- Also known as: Life on Air: David Attenborough's 50 Years in Television
- Genre: Documentary
- Presented by: Michael Palin
- Country of origin: United Kingdom
- Original language: English

Production
- Producer: Brian Leith

Original release
- Release: 2002

Related
- The Song of the Earth; The Amber Time Machine; Attenborough in Paradise and Other Personal Voyages;

= Life on Air =

Life on Air: David Attenborough's 50 Years in Television is a BBC documentary film that recounts David Attenborough's television career. It is presented by Michael Palin and produced by Brian Leith.

The BBC first transmitted the documentary in 2002 and is part of the Attenborough in Paradise and Other Personal Voyages collection of 7 documentaries. It includes interviews with Attenborough and several of his former colleagues, along with archival footage.

There is also an autobiographical book of the same title.

==Quotes==

45 min 10 sec

I often get letters, (and) quite frequently people say how they like the programmes a lot, but I never give credit to the almighty power, that created nature. To which I reply and say, 'It's funny that people, when they say that this is evidence of almighty, always quote beautiful things.' They always quote orchids and hummingbirds, butterflies, roses, but I always have to think too of a little boy sitting on the banks of a river in West Africa who has a worm boring through his eyeball turning him blind before he is five years old, and I reply and say, 'Well, presumably the God you speak about created the worm as well.' And I find that baffling, to credit a merciful God, with that action, and therefore it seems to me safer to show things that I know to be truth, truthful and factual and to allow people to make up their own mind about the moralities of this thing or indeed the theology of this thing.

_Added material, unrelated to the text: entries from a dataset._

PR #4597, opened 2025-01-13
KTOR-8045 Fix for NPE race condition in dispose

bjhham:
**Subsystem**
Server, DoubleReceive

**Motivation**
[KTOR-8045](https://youtrack.jetbrains.com/issue/KTOR-8045) DoubleReceive: NullPointerException caused by race condition

**Solution**
Moving the body's discard call outside the coroutine avoids the race condition when dispose is called twice.

### DIFF
--- a/ktor-server/ktor-server-plugins/ktor-server-double-receive/common/src/io/ktor/server/plugins/doublereceive/ByteArrayCache.kt
+++ b/ktor-server/ktor-server-plugins/ktor-server-double-receive/common/src/io/ktor/server/plugins/doublereceive/ByteArrayCache.kt
@@ -53,7 +53,7 @@ internal class MemoryCache(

We made a film about chimps hunting monkeys: that was an extraordinary and powerful and alarming and dismaying thing to see. Again people say, 'How can you put on such savagery, of a predator catching prey? And you are milking it for violence.' If they saw what you put out on the cutting room floor of this animal in suffering – I mean it's a very narrow line that you have to tread, you cannot in my view eliminate it entirely, that is to sentimentalise and to distort reality, but equally some of it is very hard to take, but it's about the reality of what chimps are and we are very close to what chimps are.

55 min 0 sec

I personally can have enough of people leaning out of the television screen and saying, 'You lazy, irresponsible, ignorant chap sitting there in your comfortable suburban home; why don't you care for this or subscribe to that or go out and do the other?' I actually think the best way of taking the message to the people is by showing them the pleasure, not necessarily by saying every time, 'You've got to do something about it,' but by saying, 'Look, isn't this lovely?' and the other bit follows.